Rational synthesis of a hierarchical Mo2C/C nanosheet composite with enhanced lithium storage properties

Transition metal carbides have been studied extensively as anode materials for lithium-ion batteries (LIBs), but they suffer from sluggish lithium reaction kinetics and large volume expansion. Herein, a hierarchical Mo₂C/C nanosheet composite has been synthesized through a rational pyrolysis strategy, and evaluated as an anode material with enhanced lithium storage properties for LIBs. In the hierarchical Mo₂C/C nanosheet composite, large numbers of Mo₂C nanosheets with a thickness of 40–100 nm are uniformly anchored onto/into carbon nanosheet matrices. This unique hierarchical architecture can provide favorable ion and electron transport pathways and alleviate the volume change of Mo₂C during cycling.

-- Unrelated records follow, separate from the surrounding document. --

PR #2164, opened 2018-10-10
Hide displayed tools when the plot is not anymore visible

### LINKED ISSUE #2109: [NXdata] and histogram
There are two bug, the first one is easy, the second more nasty:
* [ ] The histogram button exists in the default image viewer but not in the NXdata image viewer. It would be nice it could be consistent.
* [ ] The histogram only applies when it is called for the first time. It gets updated when changing the image to another image, but not when changing to an NXdata image display.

As a consequence, the hierarchical Mo₂C/C nanosheet composite exhibits high-performance lithium storage with a reversible capacity of up to 868.6 mA h g⁻¹ after 300 cycles at a current density of 0.2 A g⁻¹, as well as a high rate capacity of 541.8 mA h g⁻¹ even at 5.0 A g⁻¹. More importantly, this hierarchical composite demonstrates impressive cyclability with a capacity retention efficiency of 122.1% over 5000 successive cycles at 5.0 A g⁻¹, which surpasses the cycling properties of most other Mo₂C-based materials reported to date.

The hierarchical Mo₂C/C nanosheet composite exhibits excellent cyclability owing to its structural and kinetic advantages.